TASK DETAILS: Transcribe the listing below only from the line with "Zylphrex, line 281: Should" up to and including the line with "Zylphrex, line 104: Nit: Thoughts".
────────
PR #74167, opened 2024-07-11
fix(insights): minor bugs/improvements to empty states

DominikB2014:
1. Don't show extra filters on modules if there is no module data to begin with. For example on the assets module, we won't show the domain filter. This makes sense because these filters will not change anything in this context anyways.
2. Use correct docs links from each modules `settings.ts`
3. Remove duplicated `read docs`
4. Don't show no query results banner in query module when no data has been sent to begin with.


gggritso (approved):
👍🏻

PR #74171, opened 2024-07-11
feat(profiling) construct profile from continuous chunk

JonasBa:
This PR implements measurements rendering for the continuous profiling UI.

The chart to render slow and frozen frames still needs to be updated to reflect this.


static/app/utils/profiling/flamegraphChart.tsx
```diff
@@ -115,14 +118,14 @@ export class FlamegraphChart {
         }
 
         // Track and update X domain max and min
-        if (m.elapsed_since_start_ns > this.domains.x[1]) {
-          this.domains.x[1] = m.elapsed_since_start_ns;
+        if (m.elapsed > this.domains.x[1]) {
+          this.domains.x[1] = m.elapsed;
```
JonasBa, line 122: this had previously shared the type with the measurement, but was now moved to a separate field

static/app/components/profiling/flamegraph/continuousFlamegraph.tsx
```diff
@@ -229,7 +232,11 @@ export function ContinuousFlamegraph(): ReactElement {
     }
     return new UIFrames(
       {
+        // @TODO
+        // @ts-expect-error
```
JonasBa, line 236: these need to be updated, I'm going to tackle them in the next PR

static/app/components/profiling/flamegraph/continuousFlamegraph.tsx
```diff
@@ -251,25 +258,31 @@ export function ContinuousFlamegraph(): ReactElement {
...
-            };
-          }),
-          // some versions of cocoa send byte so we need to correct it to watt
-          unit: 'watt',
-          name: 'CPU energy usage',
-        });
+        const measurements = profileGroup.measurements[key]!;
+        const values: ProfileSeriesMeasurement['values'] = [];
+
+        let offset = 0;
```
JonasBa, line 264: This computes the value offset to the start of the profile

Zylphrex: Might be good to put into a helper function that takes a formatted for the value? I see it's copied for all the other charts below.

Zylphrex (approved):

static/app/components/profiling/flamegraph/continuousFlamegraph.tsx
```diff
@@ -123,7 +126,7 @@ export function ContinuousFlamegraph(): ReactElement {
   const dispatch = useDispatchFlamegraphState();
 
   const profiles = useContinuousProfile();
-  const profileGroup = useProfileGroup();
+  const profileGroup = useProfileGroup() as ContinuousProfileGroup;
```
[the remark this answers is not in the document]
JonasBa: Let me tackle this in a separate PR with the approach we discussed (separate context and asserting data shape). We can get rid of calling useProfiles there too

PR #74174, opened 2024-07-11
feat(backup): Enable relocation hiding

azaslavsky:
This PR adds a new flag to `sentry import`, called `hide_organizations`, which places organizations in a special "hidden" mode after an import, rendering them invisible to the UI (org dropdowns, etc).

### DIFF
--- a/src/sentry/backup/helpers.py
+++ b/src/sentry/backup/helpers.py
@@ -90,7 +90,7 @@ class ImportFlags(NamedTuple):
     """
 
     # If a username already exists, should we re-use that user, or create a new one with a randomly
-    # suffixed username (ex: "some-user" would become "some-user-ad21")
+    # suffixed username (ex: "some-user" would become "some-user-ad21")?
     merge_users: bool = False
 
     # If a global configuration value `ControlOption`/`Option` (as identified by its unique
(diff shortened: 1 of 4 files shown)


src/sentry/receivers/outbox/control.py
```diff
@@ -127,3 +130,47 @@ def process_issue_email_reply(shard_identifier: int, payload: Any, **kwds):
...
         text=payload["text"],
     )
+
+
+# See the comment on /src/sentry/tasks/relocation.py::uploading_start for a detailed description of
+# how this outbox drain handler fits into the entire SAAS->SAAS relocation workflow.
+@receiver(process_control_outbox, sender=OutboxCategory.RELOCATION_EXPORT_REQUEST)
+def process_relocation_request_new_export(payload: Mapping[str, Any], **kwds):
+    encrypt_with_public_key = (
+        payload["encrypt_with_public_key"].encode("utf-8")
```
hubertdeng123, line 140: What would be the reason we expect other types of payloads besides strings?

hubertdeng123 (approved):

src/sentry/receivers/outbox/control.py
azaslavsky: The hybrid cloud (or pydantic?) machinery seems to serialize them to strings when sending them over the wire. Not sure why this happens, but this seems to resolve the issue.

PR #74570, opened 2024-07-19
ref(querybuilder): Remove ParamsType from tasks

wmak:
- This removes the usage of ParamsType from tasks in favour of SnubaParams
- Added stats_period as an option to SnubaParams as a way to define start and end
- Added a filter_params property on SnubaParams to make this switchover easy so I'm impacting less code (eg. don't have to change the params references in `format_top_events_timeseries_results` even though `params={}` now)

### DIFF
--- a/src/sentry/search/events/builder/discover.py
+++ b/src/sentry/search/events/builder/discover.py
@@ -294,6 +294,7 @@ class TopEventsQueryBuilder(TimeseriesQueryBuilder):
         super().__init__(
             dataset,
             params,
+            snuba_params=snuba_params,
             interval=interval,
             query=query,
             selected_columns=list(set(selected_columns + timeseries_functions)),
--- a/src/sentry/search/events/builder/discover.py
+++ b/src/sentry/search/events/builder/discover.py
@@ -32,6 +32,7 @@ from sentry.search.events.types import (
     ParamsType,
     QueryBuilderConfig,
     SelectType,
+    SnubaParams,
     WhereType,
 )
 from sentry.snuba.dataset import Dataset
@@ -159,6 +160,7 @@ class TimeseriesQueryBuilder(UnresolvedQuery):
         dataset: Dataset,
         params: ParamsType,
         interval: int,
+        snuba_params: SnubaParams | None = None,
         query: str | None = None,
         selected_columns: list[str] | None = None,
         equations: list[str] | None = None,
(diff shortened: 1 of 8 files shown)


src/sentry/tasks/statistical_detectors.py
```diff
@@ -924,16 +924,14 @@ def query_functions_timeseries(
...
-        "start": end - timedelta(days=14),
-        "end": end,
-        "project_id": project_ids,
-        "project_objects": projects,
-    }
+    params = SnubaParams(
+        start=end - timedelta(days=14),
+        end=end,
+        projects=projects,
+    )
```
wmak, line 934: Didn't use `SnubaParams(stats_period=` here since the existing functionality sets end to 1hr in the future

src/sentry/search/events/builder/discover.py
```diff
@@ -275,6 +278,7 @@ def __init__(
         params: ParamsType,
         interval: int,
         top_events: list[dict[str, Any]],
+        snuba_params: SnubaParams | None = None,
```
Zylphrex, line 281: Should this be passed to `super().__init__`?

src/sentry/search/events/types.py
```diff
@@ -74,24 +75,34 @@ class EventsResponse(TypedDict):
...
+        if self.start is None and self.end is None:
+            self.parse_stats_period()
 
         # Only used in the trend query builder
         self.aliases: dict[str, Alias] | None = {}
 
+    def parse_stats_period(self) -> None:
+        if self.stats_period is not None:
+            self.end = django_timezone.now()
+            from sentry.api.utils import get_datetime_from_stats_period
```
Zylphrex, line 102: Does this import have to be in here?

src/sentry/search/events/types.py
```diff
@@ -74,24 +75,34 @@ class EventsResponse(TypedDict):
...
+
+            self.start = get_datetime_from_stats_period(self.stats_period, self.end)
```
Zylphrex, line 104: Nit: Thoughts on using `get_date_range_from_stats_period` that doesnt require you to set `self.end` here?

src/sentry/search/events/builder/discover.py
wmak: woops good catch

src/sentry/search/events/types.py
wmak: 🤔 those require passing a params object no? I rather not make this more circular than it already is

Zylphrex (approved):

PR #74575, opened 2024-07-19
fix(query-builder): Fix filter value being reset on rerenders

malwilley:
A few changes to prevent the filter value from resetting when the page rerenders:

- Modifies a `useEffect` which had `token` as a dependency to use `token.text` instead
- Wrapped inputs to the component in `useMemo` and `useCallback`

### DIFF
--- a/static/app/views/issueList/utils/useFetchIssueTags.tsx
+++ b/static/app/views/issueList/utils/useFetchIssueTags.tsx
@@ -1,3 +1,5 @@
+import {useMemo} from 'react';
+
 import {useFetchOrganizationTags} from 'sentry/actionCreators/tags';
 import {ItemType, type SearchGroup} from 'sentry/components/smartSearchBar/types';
────────
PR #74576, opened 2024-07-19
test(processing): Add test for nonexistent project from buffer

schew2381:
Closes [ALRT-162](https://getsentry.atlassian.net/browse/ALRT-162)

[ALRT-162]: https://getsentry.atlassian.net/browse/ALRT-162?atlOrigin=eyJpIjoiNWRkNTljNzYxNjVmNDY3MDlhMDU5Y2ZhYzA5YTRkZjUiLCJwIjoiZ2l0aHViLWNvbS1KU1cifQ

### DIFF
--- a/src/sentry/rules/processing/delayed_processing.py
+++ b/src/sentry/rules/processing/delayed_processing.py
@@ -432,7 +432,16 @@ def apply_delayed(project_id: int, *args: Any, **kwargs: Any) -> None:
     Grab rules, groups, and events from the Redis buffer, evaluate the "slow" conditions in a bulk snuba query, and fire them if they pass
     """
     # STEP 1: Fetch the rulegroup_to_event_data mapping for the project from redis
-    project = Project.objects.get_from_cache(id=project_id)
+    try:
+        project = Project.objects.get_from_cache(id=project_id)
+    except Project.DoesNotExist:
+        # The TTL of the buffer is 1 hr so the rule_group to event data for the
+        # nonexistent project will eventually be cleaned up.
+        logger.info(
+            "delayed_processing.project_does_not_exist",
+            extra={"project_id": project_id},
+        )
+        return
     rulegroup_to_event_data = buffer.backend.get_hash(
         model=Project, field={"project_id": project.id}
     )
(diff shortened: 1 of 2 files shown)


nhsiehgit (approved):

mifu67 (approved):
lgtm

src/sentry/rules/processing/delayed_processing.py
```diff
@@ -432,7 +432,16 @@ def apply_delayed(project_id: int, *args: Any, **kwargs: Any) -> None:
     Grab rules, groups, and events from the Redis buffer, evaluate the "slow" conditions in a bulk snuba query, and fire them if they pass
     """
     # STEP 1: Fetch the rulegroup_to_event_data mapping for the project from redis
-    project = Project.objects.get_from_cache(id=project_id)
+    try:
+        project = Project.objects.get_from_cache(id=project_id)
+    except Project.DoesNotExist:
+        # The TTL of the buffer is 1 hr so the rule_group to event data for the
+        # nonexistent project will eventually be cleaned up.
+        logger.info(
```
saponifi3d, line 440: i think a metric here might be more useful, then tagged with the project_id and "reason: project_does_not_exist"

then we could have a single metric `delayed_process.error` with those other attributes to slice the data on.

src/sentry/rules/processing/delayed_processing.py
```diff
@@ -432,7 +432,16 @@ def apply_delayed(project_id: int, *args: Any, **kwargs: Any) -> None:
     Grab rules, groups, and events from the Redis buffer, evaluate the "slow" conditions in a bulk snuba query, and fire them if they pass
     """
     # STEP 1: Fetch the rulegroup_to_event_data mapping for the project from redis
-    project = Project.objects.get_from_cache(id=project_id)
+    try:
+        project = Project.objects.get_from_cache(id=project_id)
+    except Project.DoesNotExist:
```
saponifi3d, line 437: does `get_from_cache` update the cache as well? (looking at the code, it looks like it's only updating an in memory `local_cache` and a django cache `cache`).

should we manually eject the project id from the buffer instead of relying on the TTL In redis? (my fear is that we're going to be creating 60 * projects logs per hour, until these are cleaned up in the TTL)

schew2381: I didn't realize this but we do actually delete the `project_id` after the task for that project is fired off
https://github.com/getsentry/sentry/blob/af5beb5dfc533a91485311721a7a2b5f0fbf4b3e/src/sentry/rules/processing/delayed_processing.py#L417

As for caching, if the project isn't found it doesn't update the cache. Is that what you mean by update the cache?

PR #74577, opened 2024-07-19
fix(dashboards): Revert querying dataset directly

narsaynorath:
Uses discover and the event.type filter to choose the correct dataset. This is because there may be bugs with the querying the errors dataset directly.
────────
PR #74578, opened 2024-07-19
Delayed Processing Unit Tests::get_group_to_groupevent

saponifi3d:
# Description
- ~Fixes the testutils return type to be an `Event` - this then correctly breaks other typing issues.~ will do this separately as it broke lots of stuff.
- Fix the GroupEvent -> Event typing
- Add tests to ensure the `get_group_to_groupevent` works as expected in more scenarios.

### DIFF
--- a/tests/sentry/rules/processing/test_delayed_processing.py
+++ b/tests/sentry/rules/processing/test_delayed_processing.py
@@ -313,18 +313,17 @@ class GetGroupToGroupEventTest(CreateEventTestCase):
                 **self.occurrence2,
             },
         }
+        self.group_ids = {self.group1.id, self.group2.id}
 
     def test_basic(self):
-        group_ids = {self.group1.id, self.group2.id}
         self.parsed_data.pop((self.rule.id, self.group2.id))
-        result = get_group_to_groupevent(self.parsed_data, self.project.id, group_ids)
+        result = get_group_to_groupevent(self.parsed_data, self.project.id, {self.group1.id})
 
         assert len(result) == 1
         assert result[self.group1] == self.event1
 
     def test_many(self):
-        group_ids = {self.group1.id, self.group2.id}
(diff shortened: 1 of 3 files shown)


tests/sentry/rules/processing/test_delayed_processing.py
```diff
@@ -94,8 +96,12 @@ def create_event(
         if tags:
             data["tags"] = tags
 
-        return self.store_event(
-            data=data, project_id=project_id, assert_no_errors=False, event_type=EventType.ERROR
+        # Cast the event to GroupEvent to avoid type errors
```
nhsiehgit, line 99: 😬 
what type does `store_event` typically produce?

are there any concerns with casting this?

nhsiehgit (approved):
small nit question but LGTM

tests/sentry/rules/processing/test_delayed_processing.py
────────
SOLUTION:
Zylphrex, line 281: Should this be passed to `super().__init__`?

src/sentry/search/events/types.py
```diff
@@ -74,24 +75,34 @@ class EventsResponse(TypedDict):
...
+        if self.start is None and self.end is None:
+            self.parse_stats_period()
 
         # Only used in the trend query builder
         self.aliases: dict[str, Alias] | None = {}
 
+    def parse_stats_period(self) -> None:
+        if self.stats_period is not None:
+            self.end = django_timezone.now()
+            from sentry.api.utils import get_datetime_from_stats_period
```
Zylphrex, line 102: Does this import have to be in here?

src/sentry/search/events/types.py
```diff
@@ -74,24 +75,34 @@ class EventsResponse(TypedDict):
...
+
+            self.start = get_datetime_from_stats_period(self.stats_period, self.end)
```
Zylphrex, line 104: Nit: Thoughts on using `get_date_range_from_stats_period` that doesnt require you to set `self.end` here?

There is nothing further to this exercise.